■ EXERCISE PROMPT: Report back every line below that carries the word "Equal".

■ INFORMATION GIVEN:
PR #169, opened 2018-04-23
Implemented Network Events tests

### LINKED ISSUE #39: Implement Network Events page
https://github.com/GoogleChrome/puppeteer/blob/v1.0.0/test/test.js#L2519

Meir017:
closes #39


lib/PuppeteerSharp/MultiMap.cs
```diff
@@ -0,0 +1,38 @@
+﻿using System;
+using System.Collections.Generic;
+using System.Linq;
+using System.Text;
+using System.Threading.Tasks;
+
+namespace PuppeteerSharp
+{
+    internal class MultiMap<TKey, TValue>
```
kblok: :boom:

lib/PuppeteerSharp.Tests/Network/NetworkEventTests.cs
```diff
@@ -0,0 +1,152 @@
...
+            await Page.SetRequestInterceptionAsync(true);
+            Page.RequestCreated += async (sender, e) =>
+            {
+                if (e.Request.Url.EndsWith("css"))
+                    await e.Request.Abort();
+                else
+                    await e.Request.Continue();
+            };
+            var failedRequests = new List<Request>();
+            Page.RequestFailed += (sender, e) => failedRequests.Add(e.Request);
```
Meir017: RequestFailed is not being raised 😭 in `NetworkManager.OnLoadingFailed` the `_requestIdToRequest` does not contain the requestId

Meir017: @kblok this is the last thing

lib/PuppeteerSharp.Tests/Network/NetworkEventTests.cs
```diff
@@ -0,0 +1,177 @@
...
+        }
+
+        [Fact]
+        public async Task PageEventsResponseShouldProvideBody()
+        {
+            Response response = null;
+            Page.ResponseCreated += (sender, e) => response = e.Response;
+            await Page.GoToAsync(TestConstants.ServerUrl + "/simple.json");
+            Assert.NotNull(response);
+            Assert.Equal($"{{\"foo\": \"bar\"}}{Environment.NewLine}", await response.TextAsync());
```
Meir017: fails:
```ini
Assert.Equal() Failure
                        ↓ (pos 14)
Expected: {"foo": "bar"}\r\n
Actual:   {"foo": "bar"}\n
                        ↑ (pos 14)
```
not sure how to work around this, works locally (windows 10)

kblok: I had the same issue in other test. I ended up using `\n` instead of NewLine. I'll work on Mac

Meir017: on windows it would fail:
```cs
Assert.Equal("{\"foo\": \"bar\"}\n", await response.TextAsync());
```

■ RESPONSE BELOW:
+            Assert.Equal($"{{\"foo\": \"bar\"}}{Environment.NewLine}", await response.TextAsync());
Assert.Equal() Failure
Assert.Equal("{\"foo\": \"bar\"}\n", await response.TextAsync());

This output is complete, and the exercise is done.